_Work order_.
Up to and including the line with "- **Jump to", restate the records below word for word, beginning with their first line.

=== Excerpted records ===

PR #5506, opened 2026-04-28
Timeline: add a Jump to Unread button and a new-message badge on the scroll-to-bottom button.

danderson-cont:
## Summary

Two related UX additions for navigating unread messages in a room.

- **Jump to Unread button** — top-trailing button that appears when the read marker (NEW banner) exists in the timeline but isn't visible. Tapping scrolls the marker to the middle of the viewport. Hides once the marker is on screen or the user has scrolled past it.
- **New-message badge** — count badge on the existing scroll-to-bottom button. Increments as new message-content items arrive while the user is scrolled away from the bottom. Clears when they return to the bottom (organically or via tap).

## Test plan

- [x] Unit tests pass (22/22, includes new \`TimelineStateTests\` covering \`unreadMessageCount\` with mixed item types and absent read marker).
- [x] Manual smoke: open a busy room with unreads, top-right button appears with correct count.
- [x] Scroll up / down past the read marker, visibility flips correctly.
- [x] Receive new messages while scrolled up, badge increments.
- [x] Tap scroll-to-bottom (or scroll back manually), badge clears.
- [ ] Dark mode + iPad orientations to spot-check before merge.


danderson-cont:
@manuroe Can you also add the label pr-feature ?

I think Danger needs it?

ElementX/Sources/Other/SwiftUI/Views/TimelineScrollToBottomButton.swift
stefanceriu, line 1: Would've been nice to rename this in a separate commit to see how it evolved.

PreviewTests/Sources/GeneratedPreviewTests.swift
```diff
@@ -1587,6 +1587,14 @@ extension PreviewTests {
         }
     }
 
+    @Test
+    func timelineScrollButton() async throws {
```
stefanceriu, line 1591: You should run the preview tests and generate a new snapshot for this. You'll need an SE 3rd gen us-en simulator if you do. 

I don't think I've seen LFS images being PRs from a fork before, does that even work? 🤔

ElementX/Resources/Localizations/en.lproj/Untranslated.strings
```diff
@@ -1,3 +1,4 @@
+"a11y_jump_to_unread" = "Jump to unread";
```
stefanceriu, line 1: Note to self: move this to localazy. Element web is using `keyboard.jump_to_read_marker`/`Jump to oldest unread message` but that might be a bit too much.

ElementX/Sources/Screens/RoomScreen/View/RoomScreen.swift
```diff
@@ -27,8 +27,17 @@ struct RoomScreen: View {
...
     var body: some View {
         TimelineView(timelineContext: timelineContext)
+            .overlay(alignment: .topTrailing) {
+                if timelineContext.viewState.shouldShowJumpToUnread {
+                    TimelineScrollButton(direction: .up,
+                                         badgeCount: timelineContext.viewState.timelineState.unreadMessageCount) {
+                        timelineContext.send(viewAction: .scrollToFirstUnread)
+                    }
+                }
+            }
```
stefanceriu: Seems this gets hidden by the pinned events banner. I don't know what the right solution would be, perhaps putting it on top of the bottom one instead? 🤷‍♂️ 

https://github.com/user-attachments/assets/87741ddb-efe8-42ae-bfaf-873117a5e1f2

ElementX/Sources/Screens/Timeline/TimelineModels.swift
```diff
@@ -58,6 +58,7 @@ enum TimelineViewAction {
     case paginateForwards
     case scrollToBottom
     case scrollToFirstItemForCurrentDate
+    case scrollToFirstUnread
```
stefanceriu: First/last tends to get confusing over time, can we use oldest/newest everywhere instead?

ElementX/Sources/Other/SwiftUI/Views/TimelineScrollButton.swift
```diff
@@ -0,0 +1,102 @@
...
+        }
+        .opacity(isHidden ? 0 : 1)
+        .allowsHitTesting(!isHidden)
+        .accessibilityHidden(isHidden)
+        .accessibilityLabel(direction == .down ? L10n.a11yJumpToBottom : UntranslatedL10n.a11yJumpToUnread)
+        .animation(.elementDefault, value: isHidden)
+    }
+
+    private var icon: some View {
+        Image(systemName: direction == .down ? "chevron.down" : "chevron.up")
```
stefanceriu: It's probably time to move to compound `chevronDown` and `chevronUp` here.

ElementX/Sources/Other/SwiftUI/Views/TimelineScrollButton.swift
```diff
@@ -0,0 +1,102 @@
...
+    static var previews: some View {
+        VStack(spacing: 16) {
+            TimelineScrollButton(direction: .down) { }
+            TimelineScrollButton(direction: .down, badgeCount: 3) { }
+            TimelineScrollButton(direction: .down, badgeCount: 42) { }
+            TimelineScrollButton(direction: .up, badgeCount: 7) { }
+            TimelineScrollButton(direction: .up, isHidden: true, badgeCount: 7) { }
+        }
+        .padding()
+        .background(Color.compound.bgCanvasDefault)
```
stefanceriu, line 138: You might want a `.previewLayout(.sizeThatFits)` here.

ElementX/Sources/Other/SwiftUI/Views/TimelineScrollButton.swift
```diff
@@ -0,0 +1,102 @@
...
+         isHidden: Bool = false,
+         badgeCount: Int = 0,
+         callback: @escaping () -> Void) {
+        self.direction = direction
+        self.isHidden = isHidden
+        self.badgeCount = badgeCount
+        self.callback = callback
+    }
+
+    var body: some View {
```
stefanceriu, line 54: Layout is a tad off on larger dynamic types.

Image

ElementX/Sources/Services/Timeline/TimelineItems/RoomTimelineItemViewState.swift
```diff
@@ -203,4 +203,18 @@ enum RoomTimelineItemType: Equatable {
             return nil
         }
     }
+
+    /// Whether this item represents a user-facing message that should be counted towards unread
+    /// totals. Excludes virtual items (separators, read marker, pagination indicators), redacted
+    /// messages, state events and unsupported items.
+    var isMessageContent: Bool {
```
stefanceriu: I wonder if it would be useful to move these one level above into the uderlying `EventBasedTimelineItemProtocol`.

ElementX/Sources/Screens/Timeline/TimelineViewModel.swift
```diff
@@ -646,7 +648,12 @@ class TimelineViewModel: TimelineViewModelType, TimelineViewModelProtocol {
             focusLive()
         }
     }
-    
+
+    private func scrollToFirstUnread() {
+        guard let readMarkerID = state.timelineState.readMarkerUniqueID else { return }
```
stefanceriu: Presumably the button shouldn't be shown if the identifier isn't available, should this be treated as a programmer/fatal error?

ElementX/Sources/Screens/Timeline/TimelineViewModel.swift
```diff
@@ -875,6 +885,33 @@ class TimelineViewModel: TimelineViewModelType, TimelineViewModelProtocol {
             && otherEventTimelineItem.timestamp.timeIntervalSince(eventTimelineItem.timestamp) < 5 * 60 // As does the passage of time.
     }
 
+    /// Increments `newMessagesAtBottomCount` by the number of newly arrived message-content items
+    /// when the user is scrolled up in a live timeline. Skips initial load and timeline switches.
+    private func updateNewMessagesAtBottomCount(with newItemsDictionary: OrderedDictionary<TimelineItemIdentifier.UniqueID, RoomTimelineItemViewState>,
+                                                isSwitchingTimelines: Bool) {
```
stefanceriu: Why pass this one in instead of reading it from the state like the others? 🤔

ElementX/Sources/Screens/Timeline/TimelineViewModel.swift
```diff
@@ -841,7 +848,10 @@ class TimelineViewModel: TimelineViewModelType, TimelineViewModelProtocol {
         if isSwitchingTimelines {
             state.timelineState.isSwitchingTimelines = true
         }
-        
+
+        // Read the previous dictionary before we overwrite it on the next line.
+        updateNewMessagesAtBottomCount(with: timelineItemsDictionary, isSwitchingTimelines: isSwitchingTimelines)
```
stefanceriu: Perhaps it would be better to be explicit and call the parameter `newTimelineItems`, you can then probably drop the comment too.

ElementX/Sources/Screens/Timeline/TimelineModels.swift
```diff
@@ -248,17 +258,45 @@ struct TimelineState {
     /// These can be removed when we have full swiftUI and moved as @State values in the view
     var scrollToBottomPublisher = PassthroughSubject<Void, Never>()
     var scrollToFirstItemForDatePublisher = PassthroughSubject<Void, Never>()
-    
+    var scrollToFirstUnreadPublisher = PassthroughSubject<TimelineItemIdentifier.UniqueID, Never>()
```
stefanceriu: Should we maybe stick with "readMarker" everywhere for consistency? Scroll to read marker, is read marker visible etc.

ElementX/Sources/Screens/Timeline/TimelineModels.swift
```diff
@@ -248,17 +258,45 @@ struct TimelineState {
...
+    var readMarkerUniqueID: TimelineItemIdentifier.UniqueID? {
+        itemsDictionary.first { _, viewState in
+            if case .readMarker = viewState.type { return true }
+            return false
+        }?.key
+    }
+
+    /// The number of message-content items that follow the read marker. Returns 0 if there is no
+    /// read marker.
+    var unreadMessageCount: Int {
```
stefanceriu: Does this need to be computed on demand or can we do it in the view model and just store it the state similar to `newMessagesAtBottomCount`? 🤔

ElementX/Sources/Screens/Timeline/TimelineModels.swift
```diff
@@ -248,17 +258,45 @@ struct TimelineState {
...
+        var foundMarker = false
+        for (uniqueID, viewState) in itemsDictionary {
+            if uniqueID == readMarkerID {
+                foundMarker = true
+                continue
+            }
+            if foundMarker, viewState.type.isMessageContent {
+                count += 1
+            }
+        }
```
stefanceriu: Can this be replaced by :?

```
return itemsDictionary.split { (key, value) in
    key == readMarkerUniqueID
}.first?.count ?? 0
```

(haven't actually tested it but something along those line should work)

ElementX/Sources/Screens/Timeline/TimelineModels.swift
```diff
@@ -270,6 +308,17 @@ enum ScrollDirection: Equatable {
...
 
 extension TimelineViewState {
+    /// The user is at the bottom of a live timeline (no jump-to-bottom button needed).
+    var isAtBottomAndLive: Bool {
+        bindings.isScrolledToBottom && timelineState.isLive
+    }
+
+    /// Whether the jump-to-unread button should be shown: a read marker exists in the timeline
+    /// and isn't currently visible in the viewport.
+    var shouldShowJumpToUnread: Bool {
```
stefanceriu: Again here, jumpToReadMarker maybe?

ElementX/Sources/Other/SwiftUI/Views/TimelineScrollButton.swift
```diff
@@ -0,0 +1,102 @@
...
+// SPDX-License-Identifier: AGPL-3.0-only OR LicenseRef-Element-Commercial.
+// Please see LICENSE files in the repository root for full details.
+//
+
+import Compound
+import SwiftUI
+
+/// A small floating circular button used by the timeline to jump to either the bottom (newest
+/// item) or to the read marker (NEW banner). Optionally displays a count badge.
+struct TimelineScrollButton: View {
```
stefanceriu, line 14: Can't really comment on the UI, looks like this @americanrefugee.

Image

Image

stefanceriu (commented):
Very nice start, thank you for looking into this!

You touched on the button not showing up in gappy syncs under `edge cases not covered` but that same situation occurs within sdk event cache paginated timeline initializations, which happen for performance reasons. They're quite easy to reproduce in busy enough rooms.

That being said, perhaps the simplest way forward here is to put it under a feature flag and see how it behaves in practice, perhaps it's just good enough for most of the users.

Another option would be to drop unread counts entirely (as I imagine that's not straight forward on the sdk) and only do the event based timeline focus. 

https://github.com/user-attachments/assets/2a49157e-bb87-465b-a86b-cb31beda9f8c

danderson-cont:
Thanks for the review.

Took the feature flag path. `jumpToReadMarkerEnabled` lives in `AppSettings` with a Developer Options toggle, default off. With the flag off the existing scroll-to-bottom button is unchanged from `develop`.

On the "mark all as read" affordance from the meta ticket: I don't think iOS needs it. Leaving the room already advances `m.fully_read`, so the room is marked fully read when the user backs out. And the simplicity of the current single-button control is nice; bolting "mark all as read" onto it would clutter the affordance without much practical gain.

Pushing back gently on dropping unread counts. The down-arrow badge is intentionally session-local ("messages that arrived while you were looking away") rather than SDK unread count, and the up-arrow count exists because both buttons can be visible at the same time (you can have unreads above your current position in the room AND new messages arrived while partway scrolled). They answer different questions; dropping one would lose information.

The gappy-sync / paginated-init edge case is real and not covered. Cleanest upgrade path I can see, in three steps:

1. Land this.
2. Expose `firstUnreadEventID` from the SDK.
3. Use it to drive jump-to-read-marker visibility, and route the tap through the existing `focusOnEventID` path when the local read marker isn't loaded.

ElementX/Sources/Other/SwiftUI/Views/TimelineScrollToBottomButton.swift
danderson-cont: Fair. Will keep that in mind for future PRs.

PreviewTests/Sources/GeneratedPreviewTests.swift
danderson-cont: Skipped for two reasons:

1. `PreviewTests.swift` pins `requiredOSVersion` to (26, 4) and I'm on Xcode 26.3 without the 26.4 simulator runtime installed.
2. Your LFS-from-fork question made me uncertain whether the PNG would even survive the push.

Happy to record locally and push if you can confirm LFS-from-fork works for you, or you can record on your end. The preview itself renders without crashing.

ElementX/Resources/Localizations/en.lproj/Untranslated.strings
danderson-cont: Kept it short. Your "might be a bit too much" hedge convinced me. Happy to flip to web's longer phrasing during the Localazy import if you'd rather have cross-platform consistency.

ElementX/Sources/Screens/RoomScreen/View/RoomScreen.swift
danderson-cont: Fixed. Added a `trailingAccessory:` slot to `topBanners(_:footer:trailingAccessory:)` and put the jump-to-read-marker button there. Layout-positioned below the banner stack via the same VStack the footer uses, so it slides correctly with the banner animation rather than relying on measured height. Tried a PreferenceKey-based measurement first but the read-back didn't track the slide-in cleanly. Going through layout was simpler.

ElementX/Sources/Screens/Timeline/TimelineModels.swift
danderson-cont: Renamed `case scrollToFirstUnread` to `case scrollToReadMarker`.

ElementX/Sources/Other/SwiftUI/Views/TimelineScrollButton.swift
danderson-cont: Done. Replaced `Image(systemName: "chevron.down/up")` with `CompoundIcon(\.chevronDown / \.chevronUp, size: .custom(iconSize), relativeTo: .compound.bodyLG)`. Dropped `.fontWeight(.semibold)` (vector icons don't take a weight) and the 1pt vertical offset that was compensating for SF Symbol's centering.

ElementX/Sources/Other/SwiftUI/Views/TimelineScrollButton.swift
danderson-cont: Done.

ElementX/Sources/Other/SwiftUI/Views/TimelineScrollButton.swift
danderson-cont: Done. Wrapped badge dimensions in `@ScaledMetric(relativeTo: .compound.bodyLG)` so they scale with the chevron at large dynamic types.

ElementX/Sources/Services/Timeline/TimelineItems/RoomTimelineItemViewState.swift
danderson-cont: Investigated but kept it on the enum. The catch: `.callInvite` and `.callNotification` only conform to `RoomTimelineItemProtocol`, not `EventBasedTimelineItemProtocol`, so moving the helper to that protocol would silently drop them from the count. Pushing it down to `RoomTimelineItemProtocol` instead works but spreads the classification across most of the timeline item types with overrides flipping the default in both directions (true on `EventBased`, false on the non-message subtypes State/Redacted/Unsupported/LiveLocation, true on Call*). The current single-switch on the enum keeps the logic auditable in one place and gets exhaustive-switch enforcement for new cases. Happy to revisit if you'd prefer the spread version.

ElementX/Sources/Screens/Timeline/TimelineViewModel.swift
danderson-cont: Rather not crash here. `readMarkerUniqueID == nil` can happen legitimately. Room marked read on another device while the action is in flight, or the marker briefly absent during a timeline switch. The button is hidden when the ID is nil so the action shouldn't normally fire, but I'd treat the race as a soft no-op rather than a `fatalError`. Happy to add an `MXLog.error` if it'd help diagnose unexpected occurrences.

ElementX/Sources/Screens/Timeline/TimelineViewModel.swift
danderson-cont: Because at this point `state.timelineState.itemsDictionary` still holds the *previous* dictionary. We read it as `oldDictionary` for the diff against the new one. The rename you suggested in the other comment (`newTimelineItems`) makes that explicit. Happy to flip the call ordering instead so state is written first and a snapshot of the old is held in a local. Same result either way, let me know if you'd prefer.

ElementX/Sources/Screens/Timeline/TimelineViewModel.swift
danderson-cont: Done. Renamed to `newTimelineItems` and dropped the explanatory comment.

ElementX/Sources/Screens/Timeline/TimelineModels.swift
danderson-cont: Done. `scrollToFirstUnreadPublisher` to `scrollToReadMarkerPublisher`, `shouldShowJumpToUnread` to `shouldShowJumpToReadMarker`, `case scrollToFirstUnread` to `case scrollToReadMarker`. Single rename commit.

ElementX/Sources/Screens/Timeline/TimelineModels.swift
danderson-cont: Done. Converted to stored `private(set) var readMarkerUniqueID` and `unreadMessageCount` on `TimelineState`, populated by a new `mutating func recomputeReadMarkerState()` that runs after `itemsDictionary` is assigned. Tests call it too.

ElementX/Sources/Screens/Timeline/TimelineModels.swift
danderson-cont: I prefer the explicit loop as it reads more clearly and includes the message-content filter, as well as the split version should have last instead of first due to the table being flipped.

ElementX/Sources/Screens/Timeline/TimelineModels.swift
danderson-cont: Done in the rename commit alongside the readMarker consistency rename above.

ElementX/Sources/Other/SwiftUI/Views/TimelineScrollButton.swift
danderson-cont: Sized to match the classic-mobile reference screenshots in element-meta#3056. Badge color is `.compound.iconAccentTertiary` (same green as the home cell unread dot). Eyeballed in sim across default and large dynamic-type sizes.

Danbana: Simulator Screenshot - iPhone 17 - 2026-05-03 at 23 06 13

ElementX/Sources/Screens/Timeline/TimelineViewModel.swift
stefanceriu: Oh sorry, I was referring only to the `isSwitchingTimelines` parameter which is already set at this point.

ElementX/Sources/Screens/RoomScreen/View/RoomScreen.swift
stefanceriu: I don't think this is particularly better, we need design input.


https://github.com/user-attachments/assets/b2409c48-d6b1-46bf-8205-1cfd71d9d992

ElementX/Sources/Services/Timeline/TimelineItems/RoomTimelineItemViewState.swift
stefanceriu: No, it's fine, thanks. I was mostly thinking out loud with this one.

ElementX/Sources/Screens/Timeline/TimelineViewModel.swift
stefanceriu: I'm not convinced, how can this action race against its own `timelineState`? They should both be run on the main actor 🤔

ElementX/Sources/Other/SwiftUI/Views/TimelineScrollButton.swift
stefanceriu: I like it but do see https://github.com/element-hq/element-x-ios/pull/5506#discussion_r3181323648

PreviewTests/Sources/GeneratedPreviewTests.swift
stefanceriu: The only thing I can confirm at the moment is that pushing to fork PRs doesn't work from my side (we tried that in https://github.com/element-hq/element-x-ios/pull/5384#issuecomment-4251431274). 
We could record it later but it would be nice to see if you can push to lfs or not. 
Try adding the snapshots from this zip (not sure what's happening with the pseudo double ones 🤔)

[Archive.zip](https://github.com/user-attachments/files/27359424/Archive.zip)

stefanceriu:
Great, thanks for the tweaks. We're getting there!

> Pushing back gently on dropping unread counts

> 2) Expose firstUnreadEventID from the SDK & 3) Use it to drive jump-to-read-marker visibility

Not sure these 2 fit together as the SDK wouldn't provide the unread counts, at least not as easily as the read marker identifier.

ElementX/Sources/Other/SwiftUI/Views/TimelineScrollButton.swift
```diff
@@ -0,0 +1,110 @@
...
+
+    let direction: Direction
+    let isHidden: Bool
+    let badgeCount: Int
+    let callback: () -> Void
+
+    @ScaledMetric(relativeTo: .compound.bodyLG) private var iconSize: CGFloat = 22
+    @ScaledMetric(relativeTo: .compound.bodyLG) private var badgeSize: CGFloat = 20
+    @ScaledMetric(relativeTo: .compound.bodyLG) private var badgeDotSize: CGFloat = 14
+    @ScaledMetric(relativeTo: .compound.bodyLG) private var badgeOffsetY: CGFloat = -10
```
pixlwave: Just a small thought on accessibility, not a review:
- We have some modifiers to help here `scaledFrame`/`scaledPadding`/`scaledOffset`. Should let you inline the values rather than having to reach for `@ScaledMetric` manually.
- `CompoundIcon` already scales with DT size automatically so no need for `@ScaledMetric` there.
- Maybe the `badgeDotSize` (and possibly offset) should be relative to the font used for the badge count rather than to `bodyLG` (it'll probably only have an impact on `.small` and `.xSmall` sizes).

ElementX/Sources/Screens/Timeline/TimelineModels.swift
```diff
@@ -248,17 +259,44 @@ struct TimelineState {
     /// These can be removed when we have full swiftUI and moved as @State values in the view
     var scrollToBottomPublisher = PassthroughSubject<Void, Never>()
     var scrollToFirstItemForDatePublisher = PassthroughSubject<Void, Never>()
-    
+    var scrollToReadMarkerPublisher = PassthroughSubject<TimelineItemIdentifier.UniqueID, Never>()
+
     var itemsDictionary = OrderedDictionary<TimelineItemIdentifier.UniqueID, RoomTimelineItemViewState>()
-    
+
```
pixlwave, line 266: I see quite a few of these in the PR – we all run Xcode with "Trim whitespace-only lines" disabled to stop this, although annoyingly Xcode Intelligence doesn't seem to honour that setting and we haven't yet found a way to lint/format the project like this to raise warnings. Either way, once the setting above is disabled, re-indenting the file with Xcode should fix these for you (although SwiftFormat may then fix a thing or two afterwards).

Image

pixlwave: Ok I did something about it [here](https://github.com/nicklockwood/SwiftFormat/pull/2527) so 🤞 this won't be an issue going forward.

ElementX/Sources/Screens/Timeline/TimelineViewModel.swift
danderson-cont: Just defensive programming, checking the pre-conditions. I haven't seen this happen, but also I wouldn't want to crash the app if it does. How about an assertionFailure() so it would be obvious when debugging, but a no-op in production?

mxandreas:
I did some very quick tests from design perspective and it looks good. It worked functionally as well, it is just that my testing was very basic.

danderson-cont:
Pushed the SDK side work: SDK PR https://github.com/matrix-org/matrix-rust-sdk/pull/6569 exposes `fully_read_event_id` on `RoomInfo`, and on the iOS side `shouldShowJumpToReadMarker` falls back to that field when the marker isn't in the loaded window. Tap routes through `loadOrFetchEventDetails` then `focusOnEvent`, the same flow same-room permalinks use, so the detached timeline opens at the marker with the green focused-event highlight and the user can scroll forward through unread events. 

There's also an optimistic clear of `state.timelineState.fullyReadEventID` after `markAsRead(.fullyRead)` so the button hides immediately rather than waiting for the SDK echo. I went with the iOS-side optimistic marking as read, rather than asking the SDK to push an optimistic local update, but we could swap if the SDK ends up doing it.

 The two `(fix)` mock/proxy commits accommodate the matrix-rust-sdk surface from the SDK PR's branch (new `RoomMember.isServiceMember` / `SpaceRoom.isDm` / `RoomPowerLevelsValues.beacon`/`beaconInfo` init params and the now-async `subscribeToRoomUpdate`) so the local build worked while iterating; expect those to be redundant once the components-swift pin is bumped.

stefanceriu:
I merged your SDK PR and then went ahead and built a new version of the SDK bindings so you can directly use here. Please update and rebase on develop / fix whatever these conflicts github is complaining about are.

```
 project.yml | 2 +-
- exactVersion: 26.04.28
+ exactVersion: 26.05.20
```

Edit: nevermind, did it myself in the end.

stefanceriu:
Okay, I think this will have to do for now, we can address eventual feedback separately. 
Thanks for making it happen!

danderson-cont:
> I merged your SDK PR and then went ahead and built a new version of the SDK bindings so you can directly use here. Please update and rebase on develop / fix whatever these conflicts github is complaining about are.
> 
> ```
>  project.yml | 2 +-
> - exactVersion: 26.04.28
> + exactVersion: 26.05.20
> ```
> 
> Edit: nevermind, did it myself in the end.

Thanks! I was working through the issues here, but looks like this is all wrapped up.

===

_Reply to the task_.
PR #5506, opened 2026-04-28
Timeline: add a Jump to Unread button and a new-message badge on the scroll-to-bottom button.

danderson-cont:
## Summary

Two related UX additions for navigating unread messages in a room.

- **Jump to Unread button** — top-trailing button that appears when the read marker (NEW banner) exists in the timeline but isn't visible. Tapping scrolls the marker to the middle of the viewport. Hides once the marker is on screen or the user has scrolled past it.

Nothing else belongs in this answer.